START PROVIDED RECORDS
PR #329, opened 2020-07-14
Sidenav style updates

teenwolfblitzer:
## Description

- Revises sidebar nav/link styles to match [updated Figma comps](https://www.figma.com/file/xlUFoRTjsFePavVT85SmLL/Sage-Design-System-v1.0?node-id=2322%3A6093)
- Sidebar and content backgrounds updated to more closely align with `kajabi-products` styling

|  In use   |  Display states  |
|--------|--------|
||sidenav-states|

|  before   |  after  |  app view |
|--------|--------|--------|
|sidenav-before|sidenav-after|app-current|

## Related

- n/a

### DIFF
--- a/lib/sage-frontend/stylesheets/system/layout/_content.scss
+++ b/lib/sage-frontend/stylesheets/system/layout/_content.scss
@@ -8,6 +8,6 @@
   flex: 1;
   overflow: auto;
   padding: sage-spacing() 0;
-  background: sage-color(grey, 100);
+  background: sage-color(grey, 200);
   scroll-behavior: smooth;
 }
--- a/lib/sage-frontend/stylesheets/system/patterns/objects/_nav.scss
+++ b/lib/sage-frontend/stylesheets/system/patterns/objects/_nav.scss
@@ -3,6 +3,9 @@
END PROVIDED RECORDS
▶ [TASK TO COMPLETE] Filter the data for the string "states" and copy every line that has it.

▶ [YOUR SOLUTION]
|  In use   |  Display states  |
||sidenav-states|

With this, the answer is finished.